What you say in the first paragraph about "multiplying through" is
true,
but what I am making note of what I believe is this one-to-one
correspondence between uncertainty value and g-factor value, based on
the particular state of an electron. That is, I am suggesting that
g-factors and uncertainty relationships parallel one another, and are
in
fact, different ways of viewing the same phenomenon.


Again an electron can have an infinite number of possible wave
functions and thus satisfy an infinite number of uncertainty
relations. I don't see anyway to deduce a universal single number
from this.

[Yablon]
I will beef up this discussion next pass through. However, one of the
things the uncertainty calculation demonstrates is that the statement
"an electron can have an infinite number of possible wave
functions and thus satisfy an infinite number of uncertainty relations"
is actually false, and includes a supposition which is actually not
borne out by the mathematics. Let me refer to a couple of equations in
http://jayryablon.wordpress.com/file...hwinger-20.pdf
which bear this out.

First, while I refer to V as a "potential," if you go to (4.5) and
(4.7), I should really just refer to V(x) in (4.5) and V(d/dB) in (4.7)
as "polynomial functions" of x and d/dB respectively. To say anything
more is reading in more than is strictly justified. The question then
becomes, a) what effect does this polynomial V have on the uncertainty
of the wavefunction (4.1) which contains this V?, and b) since this
quadratic V enters along with A and B, what effect do A and B have on
the uncertainty?

Now, fast forward to (7.7). This is the calculated uncertainty of the
wavefunction (4.1). It is independent of the "magnetic anomaly
hypothesis," and "seems OK" to you based on the degree to which you have
checked. (And your posts, I might add, suggest you have a pretty good
nose ;-) Because of the polynomial V in (4.1), which can really
accommodate any function one wishes, this means that wavefunction (4.1)
can be anything one wishes it to be: all one needs to do is change the
polynomial, i.e., change V. This polynomial V is the parameter we use
to accommodate an "infinite number of possible wave functions," no more
and no less than a Taylor or MacLauren series can be used to accommodate
an infinite number of functions.

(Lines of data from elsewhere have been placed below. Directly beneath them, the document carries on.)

PR #2447, opened 2026-07-23
feat: adjust order of agent status and text box

alexhancock:
I noticed a UI issue where the text entry box doesn't have consistent padding vertically and horizontally because the agent status bar (which is only active sometimes) sits below it. This makes the text box further away from the bottom than it is from the sides when the agent isn't doing anything and looked a bit off to me.

This change flips it so the agent status bar is _above_ the text entry box, and the text entry box can sit in a more natural spot. It also subtly moves the messages up when the agent status bar is there so that they don't run under the status bar.

**Before**

Screenshot 2026-07-22 at 8 43 25 PM

**After**

Screenshot 2026-07-22 at 8 49 38 PM

**Agent Active State**

Screenshot 2026-07-22 at 8 49 48 PM

PR #2602, opened 2026-07-23
fix: push text box down closer to the bottom

alexhancock:
The text entry box currently sits a bit far away from the bottom. This makes the agent status reporting smaller so it can sit closer to the bottom and almost match the horizontal padding.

So, we need to look at (7.7) to tell
us in more precise terms, about the range of possible uncertainty
relationships as a function of the range of possible wavefunctions.

First, we see that if V=0, which leaves behind only the first and second
order term in x and d/dB and omits any higher order terms, we simply
have

delta x delta p = 1/2 hbar. (1)

This the Heisenberg as an equality, and is because of the Gaussian
nature of (4.1) when the generalized polynomial V=0. It is when there
is a non-zero V, that A and B and V and d^2V/dB^2 all affect the value
of the uncertainty. The point is this: only a non-zero value of V
affects the uncertainty.

So, what we might do with (7.7) is ask such questions as:

1) Would V (the polynomial) and A and B all be the same for all ground
state electrons? If so,then all ground state electrons would have a
single uncertainty value, and one could consider relating them to
something else which is single valued, such as the spin-based g-factor.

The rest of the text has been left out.